Converting Cleaned Data to Numeric
rev_df %>%
mutate(no_dollar = gsub("\\$", "", revenue)) %>%
mutate(all_clean = gsub(",", "", no_dollar)) %>%
mutate(numeric = as.numeric(all_clean)) %>%
glimpse()
## Rows: 30
## Columns: 5
## $ date <chr> "6/1/2022", "6/2/2022", "6/3/2022", "6/4/2022", "6/5/2022", …
## $ revenue <chr> "$307.00 ", "$557.00 ", "$549.00 ", "$1,159.00 ", "$1,525.00…
## $ no_dollar <chr> "307.00 ", "557.00 ", "549.00 ", "1,159.00 ", "1,525.00 ", "…
## $ all_clean <chr> "307.00 ", "557.00 ", "549.00 ", "1159.00 ", "1525.00 ", "13…
## $ numeric <dbl> 307, 557, 549, 1159, 1525, 1310, 1257, 1471, 1293, 1958, 944…
In the code above, we take our all_clean()
column and pass it in to the as.numeric()
function. Finally, we wrap it all up with the glimpse()
function to give us a quick peek into our data. Here, we see that our no_dollar
and all_clean
columns are still of character types (<chr>
). But, the numeric column we made is now a double (<dbl>
) and we can run mathematical functions without any issue.

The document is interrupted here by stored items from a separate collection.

PR #81, opened 2020-07-23
New CS3 module tx (data transfer).

redblom:
Some issues/questions:

- Protobuf does not like the term 'data' in a namespace, it gives an error: 

```
cs3/datatx/v1beta1/datatx_api.proto:21:1:The name "cs3.datatx.v1beta1" contains the outlawed name "data". Data is a decorator and all types on Protobuf are data, consider merging this information into a higher-level type, or if you must have such a type, Use "Info" instead..
```
I now have named it 'tx' to make it compile. Maybe 'dtx' or simply ‘transfer’ is more appropriate?

- In CreateTransferRequest the resource to be transferred is of type ResourceInfo. If this type is correct then maybe the ResourcePermissions should be expended with a 'transfer' permission.

- I’m not sure if additional fields like eg. ‘opaque’ info are needed in the methods.

- I have chosen to let all 3 methods return a transfer info object (TxInfo).
- These methods also needs to added to the Gateway ?
- What are we going to do with the OCM part?

### DIFF
--- a/cs3/tx/v1beta1/resources.proto
+++ b/cs3/tx/v1beta1/resources.proto
@@ -45,7 +45,7 @@ message TxInfo {
     // The data transfer is accepted by the destination.
     STATUS_TRANSFER_ACCEPTED = 4;
     // The data transfer has started and not yet completed.
-    STATUS_TRANSFER_PENDING = 5;
+    STATUS_TRANSFER_IN_PROGRESS = 5;
     // The data transfer has completed.
     STATUS_TRANSFER_COMPLETE = 6;
     // The data transfer has failed.
--- a/cs3/tx/v1beta1/resources.proto
+++ b/cs3/tx/v1beta1/resources.proto
@@ -28,11 +28,16 @@ option java_package = "com.cs3.tx.v1beta1";
 option objc_class_prefix = "CTX";
 option php_namespace = "Cs3\\Tx\\V1Beta1";
 
+// TxId uniquely identifies a transfer in the transfer provider namespace.
+message TxId {
+  string opaque_id = 1;
+}
+
 // TxInfo represents information about a transfer.
 message TxInfo {
   // REQUIRED.
-  // The transfer id.
-  string id = 1;
+  // The transfer identifier.
+  TxId id = 1;
   // Status represents transfer status.
   enum Status {
     STATUS_INVALID = 0;
--- a/cs3/tx/v1beta1/resources.proto
+++ b/cs3/tx/v1beta1/resources.proto
@@ -34,6 +34,10 @@ import "cs3/types/v1beta1/types.proto";
 
 // TxId uniquely identifies a transfer in the transfer provider namespace.
 message TxId {
+  // REQUIRED.
+  // The internal transfer id used by the service implementor
+  // to uniquely identity the transfer in the internal
+  // implementation of the service.
   string opaque_id = 1;
 }
 
--- a/cs3/tx/v1beta1/resources.proto
+++ b/cs3/tx/v1beta1/resources.proto
@@ -28,6 +28,10 @@ option java_package = "com.cs3.tx.v1beta1";
 option objc_class_prefix = "CTX";
 option php_namespace = "Cs3\\Tx\\V1Beta1";
 
+import "cs3/identity/user/v1beta1/resources.proto";
+import "cs3/storage/provider/v1beta1/resources.proto";
+import "cs3/types/v1beta1/types.proto";
+
 // TxId uniquely identifies a transfer in the transfer provider namespace.
 message TxId {
   string opaque_id = 1;
@@ -38,6 +42,9 @@ message TxInfo {
   // REQUIRED.
   // The transfer identifier.
   TxId id = 1;
+  // REQUIRED.
+  // Reference of the resource to be transfered.
+  cs3.storage.provider.v1beta1.Reference ref = 2;
   // Status represents transfer status.
   enum Status {
     STATUS_INVALID = 0;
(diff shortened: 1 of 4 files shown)


cs3/tx/v1beta1/tx_api.proto
```diff
@@ -0,0 +1,128 @@
...
+  // Requests to cancel a transfer.
+  rpc CancelTransfer(CancelTransferRequest) returns (CancelTransferResponse);
+}
+
+message CreateTransferRequest {
+  // TODO: any additional fields; Opaque information ??
+
+  // REQUIRED.
+  // Identifer of the resource to be transfered.
+  cs3.storage.provider.v1beta1.ResourceId resource_id = 1;
```
ishank011, line 66: This should be Reference as it should be able to create transfers based on just the path as well

cs3/tx/v1beta1/resources.proto
```diff
@@ -0,0 +1,69 @@
...
+option csharp_namespace = "Cs3.Tx.V1Beta1";
+option go_package = "txv1beta1";
+option java_multiple_files = true;
+option java_outer_classname = "ResourcesProto";
+option java_package = "com.cs3.tx.v1beta1";
+option objc_class_prefix = "CTX";
+option php_namespace = "Cs3\\Tx\\V1Beta1";
+
+// TxInfo represents information about a transfer.
+message TxInfo {
```
ishank011, line 32: There's no linking between the transfer ID and the resource. Developers will need to define their own bindings, which should be provided by CS3APIs. Refer the [definition for share](https://cs3org.github.io/cs3apis/#cs3.sharing.collaboration.v1beta1.Share), for example, where we have the ID and resourceID.

ishank011, line 32: Shouldn't we store info about who created the transfer? How do we expect GetTransferStatus to be called? It's unlikely users will remember the transfer ID. Even if they do, they will be able to access transfers created by anybody.

Same for the recipient.

cs3/tx/v1beta1/resources.proto
```diff
@@ -0,0 +1,69 @@
...
+// See the License for the specific language governing permissions and
+// limitations under the License.
+//
+// In applying this license, CERN does not waive the privileges and immunities
+// granted to it by virtue of its status as an Intergovernmental Organization
+// or submit itself to any jurisdiction.
+
+syntax = "proto3";
+
+package cs3.tx.v1beta1;
```
ishank011, line 21: Is there a reason for using tx? To a new user, it won't make much sense

cs3/tx/v1beta1/resources.proto
```diff
@@ -0,0 +1,69 @@
...
+option java_outer_classname = "ResourcesProto";
+option java_package = "com.cs3.tx.v1beta1";
+option objc_class_prefix = "CTX";
+option php_namespace = "Cs3\\Tx\\V1Beta1";
+
+// TxInfo represents information about a transfer.
+message TxInfo {
+  // REQUIRED.
+  // The transfer id.
+  string id = 1;
```
ishank011, line 35: IMO, the string id should be encompassed by another object to make it easier to extend in the future, like [ShareID](https://cs3org.github.io/cs3apis/#cs3.sharing.collaboration.v1beta1.ShareId).

ishank011 (changes requested):

cs3/tx/v1beta1/resources.proto
redblom: TX is sort of 'legacy'. The 'original name' was datatx but 'data' is not accepted in the namespace (https://github.com/cs3org/cs3apis/pull/81#issue-455594346). How does 'transfer' sound?

ishank011: Oh okay. I think we can stick with this only then.

cs3/tx/v1beta1/resources.proto
redblom: I believe it's more like: what do we want to expose in TxInfo. The transfer id would be the bare minimum for transfer functionality so the user can do 'status notification' and 'cancel transfer' requests. It's up to the user/EFSS to keep hold of that transfer id if he wants to use these methods.
All necessary info (transfer id, resource, who initiated, destination, etc.) concerning this request must be persisted in the IOP in a transfer db anyway to make data transfer work. This is also where the linking between transfer id and the resource exists (https://github.com/cs3org/cs3apis/pull/81#discussion_r488507054).
But yes maybe it is 'user friendly' to add some additional info in the TxInfo. What do you think would be helpful there ?

cs3/tx/v1beta1/resources.proto
redblom: I created TxId {opaque id}

cs3/tx/v1beta1/resources.proto
```diff
@@ -0,0 +1,69 @@
...
+    // The destination could not be found.
+    STATUS_DESTINATION_NOT_FOUND = 1;
+    // A new data transfer
+    STATUS_TRANSFER_NEW = 2;
+    // The data transfer is awaiting acceptance from the destination
+    STATUS_TRANSFER_AWAITING_ACCEPTANCE = 3;
+    // The data transfer is accepted by the destination.
+    STATUS_TRANSFER_ACCEPTED = 4;
+    // The data transfer has started and not yet completed.
+    STATUS_TRANSFER_PENDING = 5;
```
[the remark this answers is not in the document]
redblom: Done

cs3/tx/v1beta1/tx_api.proto
redblom: Yes

cs3/tx/v1beta1/tx_api.proto
```diff
@@ -0,0 +1,128 @@
...
+  // REQUIRED.
+  // The destination reference the resource is transferred to.
+  // An email address.
+  string dest_email = 2;
```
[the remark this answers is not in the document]
redblom: Yes

cs3/tx/v1beta1/resources.proto
```diff
@@ -0,0 +1,90 @@
...
+option objc_class_prefix = "CTX";
+option php_namespace = "Cs3\\Tx\\V1Beta1";
+
+import "cs3/identity/user/v1beta1/resources.proto";
+import "cs3/storage/provider/v1beta1/resources.proto";
+import "cs3/types/v1beta1/types.proto";
+
+// TxId uniquely identifies a transfer in the transfer provider namespace.
+message TxId {
+  string opaque_id = 1;
```
ishank011, line 37: Add comments for opaque_id

ishank011 (approved):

Let’s go back to our previous attempt of summing all of the data. For this, I’ll put everything together we did above into more streamlined code by combining both arguments within our gsub()

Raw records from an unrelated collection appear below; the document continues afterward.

Issue #189, opened 2022-11-25
Change `datatx.PullTransfer` to `datatx.CreateTransfer`


redblom:
By design a transfer tool is used for the data transfers. Depending on the tool or configuration transfers can be executed using different methods (streaming, third-party copy push/pull). Currently in our cs3 reference implementation reva we use rclone which supports both streaming and third-party push transfer (https://github.com/cs3org/reva/pull/3491) and we can configure this.

I propose to change `PullTransfer` method from the `datatx` module to `CreateTransfer`.

glpatcern:
Fully agree. If you create the PR here and in Reva, we can review and merge them at the same time to not break compatibility as a method rename is a breaking change.

redblom:
Do you want me to push an updated `proto.lock` file also? I noticed it's lagging behind.

glpatcern:
> Do you want me to push an updated `proto.lock` file also? I noticed it's lagging behind.

Why not, thanks.

PR #195, opened 2023-01-16
Name change in module datatx: PullTransfer -> CreateTransfer

redblom:
Deals with https://github.com/cs3org/cs3apis/issues/189
This is a breaking change.

### DIFF
--- a/cs3/gateway/v1beta1/gateway_api.proto
+++ b/cs3/gateway/v1beta1/gateway_api.proto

function and immediately wrapping that inside of as.numeric()
.
**Note: Any time we want to pass multiple arguments into gsub()

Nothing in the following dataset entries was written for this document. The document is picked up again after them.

PR #203, opened 2023-02-21
add an optional quota to the CreateHomeRequest

C0rby:
We want to be able to limit the quota of newly created users.


micbar (approved):
LGTM

butonic (approved):

PR #206, opened 2023-03-21
[docs-only] added comments to detail the mapping of OCM properties

glpatcern:
Following the discussions in https://github.com/cs3org/OCM-API/issues/66, this is to prepare the CS3APIs so that we clarify how the OCM properties `protocol`, `providerId` are actually represented by the more appropriate naming `protocols`, `shareId`, already introduced in previous PRs.

Therefore this change is purely on comments. The implementation will follow in Reva.


gmgigi96:
LGTM! I would wait to merge this though, until the changes in OCM become more concrete.

glpatcern:
Agreed!

PR #210, opened 2023-05-16
the code locked has been added

2403905:
# Description

This adds: CODE_LOCKED to the rpc codes
The ability to lock a resource is specific to some WebDAV servers. 
The HTTP 423 Locked error response code indicates that either the resources tentatively targeted by is locked, meaning it can't be accessed. 
HTTP Mapping: 423 Locked


micbar (approved):
LGTM

PR #211, opened 2023-05-25
Added/updated methods to manipulate OCM shares and invitees

glpatcern:
Added missing OCM core APIs for updating and deleting an OCM share, and added method to delete (or unfriend) an accepted user. Also updated and reshuffled some comments to link the CS3 APIs to the corresponding OCM endpoints.

The OCM `AccessMethods` were reset (this is a potential breaking change) and a `destination` was added to the `transferAccessMethod`.


cs3/ocm/core/v1beta1/ocm_core_api.proto
```diff
@@ -50,11 +52,20 @@ import "cs3/types/v1beta1/types.proto";
 // Any method MAY return UNKNOWN.
 // Any method MAY return UNAUTHENTICATED.
 service OcmCoreAPI {
-  // Creates a new ocm share.
+  // Creates a new OCM share. The share SHALL be sent to the remote system
+  // using the OCM API at:
+  // https://cs3org.github.io/OCM-API/docs.html?branch=v1.1.0&repo=OCM-API&user=cs3org#/paths/~1shares/post
   rpc CreateOCMCoreShare(CreateOCMCoreShareRequest) returns (CreateOCMCoreShareResponse);
+  // Updates an OCM share. This action SHALL be notified to the remote system
```
gmgigi96, line 59: Actually if we reach this, the remote is already been notified, as this is called in the "notified" side, i.e. the recipient provider of the share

, we can just separate it with a pipe (|
).
Putting it All Together Into Streamlined Code
rev_df %>%
mutate(rev_cleaned = as.numeric(gsub("\\$|,", "", revenue))) %>%
as_tibble() %>% # Just doing this to get types under column names
head()
## # A tibble: 6 × 3
## date revenue rev_cleaned
## <chr> <chr> <dbl>
## 1 6/1/2022 "$307.00 " 307
## 2 6/2/2022 "$557.00 " 557
## 3 6/3/2022 "$549.00 " 549
## 4 6/4/2022 "$1,159.00 " 1159
## 5 6/5/2022 "$1,525.00 " 1525
## 6 6/6/2022 "$1,310.00 " 1310
Perfect, so we now see the streamlined way of combining all of that code into one simple line. Now… back to the example from earlier:
cleaned_df <- rev_df %>%
mutate(rev_cleaned = as.numeric(gsub("\\$|,", "", revenue)))
sum(cleaned_df$rev_cleaned)
## [1] 33476
As you can see, we run the sum()
the same way we did at the beginning of this article. The only difference is that we create a new data frame (cleaned_df
) that includes our rev_cleaned
variable that does all of the transformations within the gsub()
function like we talked about and then converts it to a number using as.numeric()
.
Closing Thoughts
We want into some depth in this, and I want to make it clear why. If your data is not properly transformed to the correct type, you may think you’re ready to run analysis or visualizations and have no idea why it’s not working. Taking the care to check all of your datas types before you get started with anything is a necessary step that will make sure you won’t run into issues in the next steps of working with your data.
I hope this was useful and you now have a clearer understanding not only of how to transform your data into numeric, but also why you’re getting the errors that you’re getting when attempting to do this process.